There is a pattern established in both of these films in which Broomfield finds someone who is on the fringes of the case, and goes to interview them. They always claim they have explosive information that is going to blow things wide open – they just cannot share it at this time. In Kurt & Courtney, they all seem to think Kurt was some sort of saint, and Courtney the bitch harpie who ruined his life – even Love’s own father. What’s fascinating in that film is that to a person, they all claim Courtney Love is some sort of greedy bitch after Kurt’s money – and then half of them try to hawk their own book on the subject. Oddly, Broomfield rarely calls any of them out on that – he certainly did in Aileen Wuornos: The Selling of a Serial Killer -  although he does confront Love’s father, and asks him what kind of father would do what he’s doing to his daughter. It’s similar in Biggie & Tupac – he meets with various people who try to hawk their book or their music – everyone trying to cash in basically by their proximity to a famous person.
Yet both films have one sympathetic character in them as well. In Kurt & Courtney, that’s Kurt’s Aunt Mary – who doesn’t have an unkind word for anyone, and who will go on about Kurt lovingly for long periods of time – and started using Kurt’s life and death as an example to schoolkids. In Biggie & Tupac, it’s Biggie’s mother – who simply wants answers (out of the three famous musicians depicted, only Biggie’s music is in the films – the estates of Cobain and Tupac wouldn’t give up the rights). 

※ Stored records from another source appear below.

PR #88, opened 2020-09-08
Card accordion

delfipolito:
card accordion


src/components/Stake/CardAccordion.js
```diff
@@ -0,0 +1,173 @@
...
+  GU,
+  IconUp,
+  IconDown,
+  RADIUS,
+  useTheme,
+} from '@aragon/ui'
+import { Spring, Transition, animated } from 'react-spring/renderprops'
+import styled from 'styled-components'
+
+const CardAccordion = React.memo(function CardAccordion({ card, expansion }) {
```
andy-hook, line 15: We probably don't need to memoize this component as the parent is taking care of it. Also, how do you feel about a different component name? Accordion to me generally feels like a term for multiple elements in a list. What do you think of `ExpandableCard`?

src/components/Stake/CardAccordion.js
```diff
@@ -0,0 +1,173 @@
...
+    >
+      <OpenedSurfaceBorder opened={opened} />
+      <Card
+        css={`
+          width: 100%;
+          z-index: 2;
+        `}
+      >
+        <ToggleButton onClick={toggleButton} opened={opened} />
+        {card}
```
andy-hook, line 38: How'd you feel about a different prop name for this, something like `content`?

src/components/Stake/CardAccordion.js
```diff
@@ -0,0 +1,173 @@
...
+        css={`
+          margin-top: ${-RADIUS}px;
+        `}
+      >
+        <Transition
+          native
+          items={opened}
+          from={{ height: 0 }}
+          enter={{ height: 'auto' }}
+          leave={{ height: 0 }}
```
andy-hook, line 50: This works great now! 👏

src/components/Stake/CardAccordion.js
```diff
@@ -0,0 +1,173 @@
...
+          }
+        </Transition>
+      </div>
+    </div>
+  )
+})
+
+const Expansion = styled(animated.div)`
+  z-index: 1;
+`
```
andy-hook, line 84: This is fine, but I think we've generally been moving away from separated styled components. What do you think about declaring a single `AnimatedDiv` and moving this inline?

```javascript
<AnimatedDiv style={props} css={`...customcss`}>
```

src/components/Stake/CardAccordion.js
```diff
@@ -0,0 +1,173 @@
...
+        margin-bottom: ${RADIUS}px;
+      `}
+    >
+      <OpenedSurfaceBorder opened={opened} />
+      <Card
+        css={`
+          width: 100%;
+          z-index: 2;
+        `}
+      >
```
andy-hook, line 36: At the moment these cards seem to have a fixed height. I was thinking it would be better to set it to `auto` and use padding to wrap the inner content. We could then aim to match the height in the design:

image

src/components/Stake/CardAccordion.js
```diff
@@ -0,0 +1,173 @@
...
+  onClick: PropTypes.func,
+}
+
+function OpenedSurfaceBorder({ opened }) {
+  return (
+    <Spring
+      native
+      from={{ width: 0 }}
+      to={{ width: Number(opened) }}
+      config={{ mass: 0.8, tension: 300, friction: 28 }}
```
andy-hook, line 143: Is there anything in our existing springs that would work nicely here? you can check in `styles/springs`
No worries if not, but we could move it there too if you think it feels unique and could be useful in other places!

src/components/Stake/CardAccordion.js
```diff
@@ -0,0 +1,173 @@
...
+    >
+      {({ width }) => (
+        <Surface
+          style={{
+            transform: width.interpolate((v) => `scale3d(${v}, 1, 1)`),
```
andy-hook, line 148: High performance transform, nice! 🚀

src/components/Stake/CardAccordion.js
```diff
@@ -0,0 +1,173 @@
...
+  position: absolute;
+  top: 0;
+  left: 0;
+  height: 100%;
+  width: 3px;
+  border-top-left-radius: ${RADIUS}px;
+  border-bottom-left-radius: ${RADIUS}px;
+  background: linear-gradient(90deg, #32fff5 -103.98%, #01bfe3 80.13%);
+  transform-origin: 0 0;
+`
```
andy-hook, line 171: Similar to a previous comment, let's inline this and reuse our `AnimatedDiv`!

src/components/Stake/SideBar.js
```diff
@@ -0,0 +1,105 @@
+import React from 'react'
+import PropTypes from 'prop-types'
+import { GU, textStyle, useTheme } from '@aragon/ui'
+import CardAccordion from './CardAccordion'
+import coin from './assets/coin.svg'
+import wallet from './assets/wallet.svg'
+
+const Sidebar = React.memo(function Sidebar() {
```
andy-hook, line 8: Probably don't need to memoize just yet, if we feel we need it later for performance we can always come back to it!

src/components/Stake/SideBar.js
```diff
@@ -0,0 +1,105 @@
...
+      <CardAccordion
+        card={
+          <CardContent
+            amount="72,243.47"
+            icon={wallet}
+            title="Available ANT"
+            tokenAmount="11,278.04"
+          />
+        }
+        expansion="I'm disputing this proposal because I believe that it was not made in good faith and will not benefit all ANT holders in equal measure. I'm disputing this proposal because I believe that it was not made in good faith and will not benefit all ANT holders in equal measure. ANT holders in equal measure."
```
andy-hook, line 27: Do we know what the content of these cards is going to be yet? perhaps worth checking in with @dizzypaty as we'll need to have these ready to go soon.

src/components/Stake/SideBar.js
```diff
@@ -0,0 +1,105 @@
...
+  return (
+    <div
+      css={`
+        text-align: center;
+      `}
+    >
+      <img
+        src={icon}
+        width={6 * GU}
+        height={6 * GU}
```
andy-hook, line 67: Nice one for reserving space while the images load! ✨

src/components/Stake/SideBar.js
```diff
@@ -0,0 +1,105 @@
...
+        css={`
+          margin: ${0.5 * GU}px 0;
+        `}
+      >
+        {title}
+      </h1>
+      <p
+        css={`
+          color: ${negative ? theme.negative : theme.positive};
+        `}
```
andy-hook, line 89: What would be super cool is if we set the `color` of this text depending on whether the `amount` is positive or negative, then we wouldn't need this prop at all, what do you think?

src/components/Stake/Stake.js
```diff
@@ -0,0 +1,28 @@
...
+import LayoutGutter from '../Layout/LayoutGutter'
+import LayoutLimiter from '../Layout/LayoutLimiter'
+import SideBar from './SideBar'
+
+const Stake = React.memo(function Stake() {
+  return (
+    <LayoutGutter
+      css={`
+        position: relative;
+        z-index: 2;
```
andy-hook, line 14: Just checking whether we need these values here, z-index should already be being handled higher in the tree.

src/components/Stake/Stake.js
```diff
@@ -0,0 +1,28 @@
...
+      `}
+    >
+      <LayoutLimiter>
+        <Header primary="Stake management" />
+        <LayoutColumns
+          primary={<LayoutBox primary />}
+          secondary={<SideBar />}
+        />
```
andy-hook, line 22: I've added an issue for an improvement to allow us to invert the columns [here](https://github.com/aragon/network-dashboard/issues/90) feel free to add that improvement separately if you like!

src/components/Stake/assets/coin.svg
```diff
@@ -0,0 +1,45 @@
...
+</g>
+<path opacity="0.7" fill-rule="evenodd" clip-rule="evenodd" d="M40.0065 27.4111C39.8512 27.4111 39.683 27.4637 39.492 27.5717C39.2101 27.7313 38.8541 27.8538 38.4772 27.9835L38.3679 28.0212C36.3102 28.7327 33.6152 29.1246 30.7794 29.1246C27.9436 29.1246 25.2486 28.7327 23.1909 28.0212C22.609 27.82 22.4472 27.7568 22.2322 27.6463C22.0136 27.5317 21.8102 27.4735 21.6274 27.4735C21.2313 27.4735 20.9881 27.7393 20.9226 28.0026C20.8921 28.1254 20.8767 28.2506 20.8767 28.3749C20.8767 29.4236 21.956 30.3743 23.9158 31.0519C25.7546 31.6876 28.1921 32.0378 30.7793 32.0378C33.3666 32.0378 35.804 31.6876 37.6429 31.0519C39.6027 30.3743 40.682 29.4236 40.682 28.3749C40.682 28.2117 40.6555 28.0477 40.6023 27.8854C40.4672 27.4728 40.1711 27.4111 40.0065 27.4111Z" fill="url(#paint1_linear)"/>
```
andy-hook, line 6: Let's optimise these assets!

andy-hook (commented):
Great stuff! 💯 🏆  I've added some comments but they are mostly small little details, style changes and the odd suggestion, nothing major. Nice work with the animation!

src/components/Stake/assets/wallet.svg
```diff
@@ -0,0 +1,15 @@
+<svg width="49" height="49" viewBox="0 0 49 49" fill="none" xmlns="http://www.w3.org/2000/svg">
+<path d="M34.8086 24.0064V21.8636C34.8086 21.0745 34.137 20.435 33.3086 20.435H16.8086C15.9813 20.435 15.3086 19.7943 15.3086 19.0064C15.3086 18.2186 15.9813 17.5778 16.8086 17.5778H33.3086C34.137 17.5778 34.8086 16.9382 34.8086 16.1493C34.8086 15.3603 34.137 14.7207 33.3086 14.7207H16.8086C14.3271 14.7207 12.3086 16.6432 12.3086 19.0064V20.435V31.8636C12.3086 33.4415 13.6518 34.7207 15.3086 34.7207H33.3086C34.137 34.7207 34.8086 34.0812 34.8086 33.2921V31.1493C35.637 31.1493 36.3086 30.5097 36.3086 29.7207V25.435C36.3086 24.646 35.637 24.0064 34.8086 24.0064ZM32.5586 29.0064C31.7302 29.0064 31.0586 28.3669 31.0586 27.5778C31.0586 26.7888 31.7302 26.1493 32.5586 26.1493C33.387 26.1493 34.0586 26.7888 34.0586 27.5778C34.0586 28.3669 33.387 29.0064 32.5586 29.0064Z" fill="url(#paint0_linear)"/>
```
andy-hook, line 2: Something I noticed with these icons is that I think the cropping is a little off in our exports. The coins tend to render smaller than the wallet, might be worth checking them :)

image

src/components/Stake/Stake.js
delfipolito: yes! I was planning to in the next stake management PR :)

src/components/Stake/SideBar.js
delfipolito: Do you mean the expansion? Yes, she is on it :)

src/components/Stake/SideBar.js
delfipolito: yeah! sounds good! I will address this comment when I have the real data to see how it looks like before implementing it :)

src/components/Stake/Stake.js
delfipolito: good catch! this wasnt meant to be here

package.json
```diff
@@ -45,7 +45,7 @@
     "ethers": "^5.0.8",
     "is-ipfs": "^2.0.0",
     "prop-types": "^15.7.2",
-    "react": "^16.13.1",
+    "react": "^16.12.0",
```
andy-hook, line 48: Not sure what happened with this version change, but we should keep the current :)

src/components/Stake/CardAccordion.js
```diff
@@ -0,0 +1,177 @@
...
+} from '@aragon/ui'
+import { Spring, Transition, animated } from 'react-spring/renderprops'
+
+const AnimatedDiv = animated.div
+
+function CardAccordion({ content, expansion }) {
+  const [opened, setOpened] = useState(false)
+  const theme = useTheme()
+
+  const toggleButton = useCallback((index) => {
```
andy-hook, line 21: Do we need `index` here?

src/components/Stake/CardAccordion.js
```diff
@@ -0,0 +1,177 @@
...
+  IconDown,
+  RADIUS,
+  springs,
+  useTheme,
+} from '@aragon/ui'
+import { Spring, Transition, animated } from 'react-spring/renderprops'
+
+const AnimatedDiv = animated.div
+
+function CardAccordion({ content, expansion }) {
```
andy-hook, line 17: Did we want to rename to `ExpandableCard`? not a big deal though!

andy-hook (approved):
Looks and works awesome! Two more tiny tiny comments but otherwise LGTM 🎉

Ultimately, I think the value of both films is more in their depictions of those who surround rich an
d famous people than for any real insight into the deaths of the musicians involved. There is a lot of talk about conspiracies, but nothing that really, truly convinces of anything. No, the portrait painted of Courtney Love is far from flattering in Kurt & Courtney – but at worst, she’s portrayed as a gold digger who liked being famous, and took to it well (it should be noted that the film was made around the time of 1996’s The People vs. Larry Flynt – in which Love delivered an amazing performance, and seemingly had her life together – it didn’t last). And the portrait of Suge Knight isn’t nice either – but you don’t have to work too hard to make Suge Knight look violent, do you?
The two films are Broomfield’s best – they don’t rise to the level of either of his Aileen Wuornos docs or Heidi Fleiss: Hollywood Madam (I think, it’s been years since I saw that one, but it was my favorite at the time – and in need or a re-visit) or Tales of the Grim Sleeper. But both are fascinating portraits of fame – and those who are attracted to it. I’m not sure they were quite the films Broomfield set out to make – but they’re good just the same.